Frontier AI Just Got a Kill Switch for Hackers

On June 9^th, Anthropic AI announced the public release of Claude Fable 5, a version of the Mythos model with additional safeguards for general use. Until recently, Mythos-class AI models were confined to use only by cyber-defenders; the launch of Fable 5 marked the first time this technology could be shipped to anyone via API and Enterprise plans.

The capabilities of the model are unprecedented, but the public release of the tool also represents unprecedented exposure to risks. Only three days after the launch, Anthropic was forced to disable access to Fable 5 and Mythos 5 for all customers as a result of a directive from the United States government. Anthropic maintains that the model is safe for public use and hopes to restore public access as soon as possible.

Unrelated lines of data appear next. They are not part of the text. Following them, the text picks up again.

PR #440, opened 2026-05-26
TraceCleanupSolver: merge close same-net trace segments (#34)

ryantanton1122-lang:
## Summary

Adds a new `merging_close_same_net_traces` step to the `TraceCleanupSolver` pipeline that snaps parallel same-net trace segments onto a shared coordinate.

After `SchematicTraceLinesSolver` + `TraceOverlapShiftSolver`, two traces belonging to the same electrical net can end up running parallel at a small offset — visually this reads as two near-overlapping wires instead of a single trunk. Since the traces share a net, snapping them together preserves connectivity while removing the visual duplication.

## Algorithm

1. Group traces by `dcConnNetId`.
2. Enumerate every axis-aligned segment in each group (skipping endpoint segments, which terminate at pins).
3. For each pair of co-net same-orientation segments whose perpendicular offset is in `(EPS, threshold]` and that overlap on the parallel axis, snap both to the midpoint.
4. Pass each touched path through `simplifyPath()` to collapse duplicate corners.

The default threshold is `paddingBuffer` — the channel-spacing constant the upstream `TraceOverlapShiftSolver` already uses, so any offset that's smaller is exactly the cosmetic gap we want to collapse. Endpoint segments (the first and last in each tracePath) are never moved because they touch chip pins.

## Tests

`tests/solvers/TraceCleanupSolver/mergeCloseSameNetTraces.test.ts` covers:
- Horizontal segments same net, within threshold → snap to midpoint ✓
- Vertical segments same net, within threshold → snap to midpoint ✓
- Different-net traces → no snap ✓
- Segments beyond threshold → no snap ✓
- Pin-touching endpoint segments → never moved ✓
- Single trace per net → unchanged ✓

The full `TraceCleanupSolver.test.ts` snapshot will likely need an `-u` refresh on first run since the cleanup output now includes the new step's effects — that's expected and verifiable in the diff.

## Closes

Closes #34.

### DIFF
--- a/lib/solvers/TraceCleanupSolver/TraceCleanupSolver.ts
+++ b/lib/solvers/TraceCleanupSolver/TraceCleanupSolver.ts
@@ -20,6 +20,7 @@ interface TraceCleanupSolverInput {
 
 import { UntangleTraceSubsolver } from "./sub-solver/UntangleTraceSubsolver"
 import { is4PointRectangle } from "./is4PointRectangle"
+import { mergeCloseSameNetTraces } from "./mergeCloseSameNetTraces"
 
 /**
  * Represents the different stages or steps within the trace cleanup pipeline.
@@ -28,6 +29,7 @@ type PipelineStep =
   | "minimizing_turns"
   | "balancing_l_shapes"
   | "untangling_traces"
+  | "merging_close_same_net_traces"
 
 /**
  * The TraceCleanupSolver is responsible for improving the aesthetics and readability of schematic traces.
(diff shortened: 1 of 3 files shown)


ryantanton1122-lang:
Status update after the test-data fix push (sha `a579c8f`):

- type-check: passing
- format-check: passing
- Vercel Preview: passing
- All 6 unit tests in `mergeCloseSameNetTraces.test.ts`: passing
- `example29` snapshot: diverges because the new pipeline step legitimately changes pipeline output

The example29 failure is purely a snapshot-regeneration item — it'll resolve with `BUN_UPDATE_SNAPSHOTS=1 bun test tests/examples/example29.test.ts` (or the project-wide `-u` refresh). I don't have local bun runtime here so I can't generate the new snapshot myself.

If the maintainer prefers a more conservative threshold than `paddingBuffer * 0.5` to minimize the snapshot delta, happy to tighten further (e.g. `paddingBuffer * 0.25`). Default chosen so the step only collapses gaps strictly tighter than the upstream channel spacing the `TraceOverlapShiftSolver` produces.

Ready for review.

PR #474, opened 2026-06-05
Fix extra trace lines in post-processing step

JirA44:
Fixes #78

Closes #78


JirA44:
Closing: fork sync issue caused incorrect diff. Will re-submit after fixing.

PR #475, opened 2026-06-05
Fix same-net close trace segment merging

edusierragit:
Fixes #34.

/claim #34

This adds a conservative same-net trace cleanup phase:

- groups interior horizontal/vertical trace segments by net and orientation;
- snaps nearby same-net segments to the coordinate of the longest segment in the cluster;
- leaves terminal segments untouched so pin anchors do not move;
- rejects a candidate merge if it would collide with static obstacles, labels from other nets, or traces from other nets.

I also updated the affected example SVG snapshots so the visual regression suite reflects the cleaner same-net trace alignment.

Before/after evidence for the bounty request:

- focused regression coverage lives in `tests/solvers/TraceCleanupSolver/mergeSameNetCloseSegments.test.ts`;
- changed visual snapshots are `example02`, `example09`, `example18`, `example19`, `example23`, `example24`, `example25`, and `example26`;
- the implementation is intentionally limited to same-net interior segments, so it should not change pin anchors or merge across different nets.

Validation:

- `bun test` -> 66 pass, 4 skip, 0 fail
- `bunx tsc --noEmit` -> pass
- `bun run build` -> pass


edusierragit:
Added commit eb1806a after an adversarial edge-case audit. The cluster builder now prevents transitive axis chaining from grouping segments whose fixed coordinates are farther apart than the configured tolerance. Added vertical alignment and no-transitive-chain regression coverage. Fresh validation: bun test = 68 pass / 4 skip / 0 fail; typecheck, build, modified-file format check, git diff --check, and GitHub CI all pass.

PR #486, opened 2026-06-07
New Phase To combine same-net trace segments that are close together

JirA44:
Fixed issue #29 by adding a phase that merges close same-net trace segments. This reduces unnecessary segments while maintaining net connectivity. Verify by checking trace segments in the SchematicTracePipelineSolver after the fix.

Closes #29


JirA44:
Closing this PR — the implementation is incorrect. The deliverable overwrote the wrong file. Will re-submit with a proper fix.

PR #490, opened 2026-06-07
feat: implement coordinate-snapping for same-net trace alignments

adesinamichael669-beep:
Fixes #34

This PR implements coordinate snapping for trace segments sharing the same net ID to eliminate staircase/jagged alignments when they are within a close threshold, followed by path deduplication.


adesinamichael669-beep:
Here is the short demo video showcasing the coordinate-snapping behavior for the same-net trace alignments:

https://github.com/user-attachments/assets/ec848849-ff9a-4069-9150-9011727e857b

PR #496, opened 2026-06-07
fix: remove duplicate consecutive points from trace paths (#78)

Desalzes:
## Problem

After trace routing, the post-processing step produces extra zero-length trace lines. These appear as visual artifacts in schematics.

## Root Cause

In `UntangleTraceSubsolver._applyBestRoute()`, a new trace path is assembled by splicing together three arrays:

```ts
[...tracePath.slice(0, p2Index), ...bestRoute, ...tracePath.slice(p2Index + 1)]
```

The splice boundaries can produce consecutive points with identical x,y coordinates — e.g. the last point of `slice(0, p2Index)` equals the first point of `bestRoute`. These zero-length segments pass through to the renderer as extra trace lines.

## Fix

Added `removeDuplicateConsecutivePoints()` to `simplifyPath.ts` — a pure function that removes any consecutive point where both `x` and `y` exactly match the previous point.

Two application points:
1. **`UntangleTraceSubsolver._applyBestRoute()`** — wraps the spliced `newTracePath` directly at the source of the problem.
2. **`simplifyPath()`** — called as the first step so any duplicate consecutive points entering the cleanup pass are stripped.

## Tests

Added 7 focused unit tests in `tests/solvers/TraceCleanupSolver/removeDuplicateConsecutivePoints.test.ts` covering: empty array, single point, no duplicates, one consecutive duplicate, multiple consecutive duplicates, non-consecutive duplicates (retained), and the exact splice-boundary scenario from `_applyBestRoute()`.

All 71 tests pass (64 pre-existing + 7 new), 4 skipped, 0 failing.

Fixes #78

/claim #78

### DIFF
--- a/lib/solvers/TraceCleanupSolver/simplifyPath.ts
+++ b/lib/solvers/TraceCleanupSolver/simplifyPath.ts
@@ -4,7 +4,23 @@ import {
   isVertical,
 } from "lib/solvers/SchematicTraceLinesSolver/SchematicTraceSingleLineSolver2/collisions"
 
+export const removeDuplicateConsecutivePoints = (
+  points: { x: number; y: number }[],
+): { x: number; y: number }[] => {
+  if (points.length === 0) return points
+  const result: { x: number; y: number }[] = [points[0]]
+  for (let i = 1; i < points.length; i++) {
+    const prev = result[result.length - 1]
+    const curr = points[i]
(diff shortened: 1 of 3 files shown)


Desalzes:
#78 was closed as not-planned, so closing this PR as well.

What Fable 5 Can Actually Do

Built on the foundation of the Mythos model with added security measures, Fable 5 is an advanced tool that boasts state-of-the-art capabilities in coding, vision, and long-horizon reasoning benchmarks. Its capabilities go beyond all other publicly available tools, and it is able to run autonomously for longer than previous Claude models. Financial services company Stripe reported that Fable 5 was able to migrate 50 million lines from a Ruby codebase in only one day, a feat that would take a human team months to complete manually.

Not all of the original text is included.